It is widely recognized that climate conditions generally shape the current patterns of vegetation across the globe (e.g., Von Humboldt, 1805; Woodward & Williams, 1987). Climatic variables show larger heterogeneity at broad spatial scales, which indicates a stronger effect of climate on plant distributions as spatial scale increases. Moreover, climate has affected plant distributions over long evolutionary history by limiting plant dispersal within specific climate zones across the globe (Woodward et al., 2004) and by influencing their adaptation and speciation under climate change (Levin, 2019). Thus, plants’ responses to climate are more likely to be detected at higher taxonomic scales (e.g., family > species). Thus, relative effects of climate may increase with spatial and taxonomic scales.

Soil heterogeneity tends to occur at smaller spatial scales compared with climate (Weil & Brady, 2017), indicating that soil effects may happen at relatively fine spatial extents. Soil properties determine the nutrients and microbial activities that are important for plant growth and dispersal, usually at a small scale (Jamir et al., 2019; Martinez-Almoyna et al., 2020). These activities occurred within a relatively short period in the history of earth. Thus, soil variables are more likely to affect plant distributions at lower taxonomic levels. In general, we can hypothesize that soil effects increase with both decreasing spatial and taxonomic scales. However, studies on plant–soil relationships have typically focused on community scales, with less attention on large-scale patterns (Marage & Gégout, 2009; Ni & Vellend, 2024). Understanding how soil influences change with scale can contribute to predictions of large-scale species distribution and diversity patterns (Beauregard & de Blois, 2014).

Topographical factors have both direct (e.g., forming geographical barriers at higher spatial extents across the landscape) and indirect effects (e.g., shaping elevational microclimate and soil conditions at regional and local scales) on plant distribution (Lomolino, 2001; Barry, 2008). They are more likely to influence montane taxa than lowland ones because mountain ecosystems contain much more variation in topographic conditions and other related changes in climate and soil. Therefore, the influence of spatial extent may diminish when it is beyond mountain ranges. Geographic isolation arising from topography may cause the allopatric divergence and speciation of related species distributed in mountain and lowland areas (Vargas et al, 2020). Hence, the variations in the response of plants to topography are more likely to be remarkable at the species level than at the family level.

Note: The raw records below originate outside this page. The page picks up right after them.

PR #193, opened 2017-03-16
Match parens recursively on URLs to not fix embeded calls

sontek:
Alternative option to #192 using xregexp


michael-ciniawsky:
@sontek Thy again 😛 Appreciated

To explore how environmental factors shape plant distributions at different spatial and taxonomic scales, we studied global plant distributions. First, we assessed the impacts of climate, soil, and topography on plant distributions using the random forest algorithm for wide-ranging plants at varying scales. We then used mixed effect models to analyze the effects of the spatial and taxonomic scales of different environmental variables on plant distributions. Through these, we aimed to test our hypotheses: climatic factors have greater importance on plant distributions with increasing spatial scales and at higher taxonomic scales (H1), while edaphic factors have the opposite trends, i.e., increasing influence at finer spatial and taxonomic scales (H2). Topography has a stronger effect at higher taxonomic scales (H3) but limited influence along spatial scales. By quantifying plant–environment patterns across scales, we attempt to provide a macroecological perspective on the changes in ecological patterns and processes with scales.

Methods

Plant distribution data and environmental variables

We collected species occurrence information (species presence data with geographical coordinates) from the Global Biodiversity Information Facility (GBIF, http://www.gbif.org/; data accessed in 2021) database, using family names in The Plant List (TPL, http://www.theplantlist.org/).1 Then we used the “CoordinateCleaner” R package to clean the original occurrence data, discarding coordinates that matched the centroids of countries, capitals, known botanical institutions, and GBIF headquarters, zero coordinates and equal latitude and longitude, as well as those falling in the sea (Zizka et al., 2019). We also excluded occurrences where geographical information was missing or duplicated. We then selected widely distributed families, which were distributed in at least the main continents (excluding Antarctica) and across a wide range of latitudes (spanning more than ninety degrees). We focused on wide-ranging families because narrow-ranging plant groups were likely to have restricted ranges, and so their responses to the environment might be simplified across scales or may not be detected at varying spatial scales. We ultimately obtained 205 families, 688 genera, and 1610 species for the subsequent analyses (Supplementary Information Appendix S2).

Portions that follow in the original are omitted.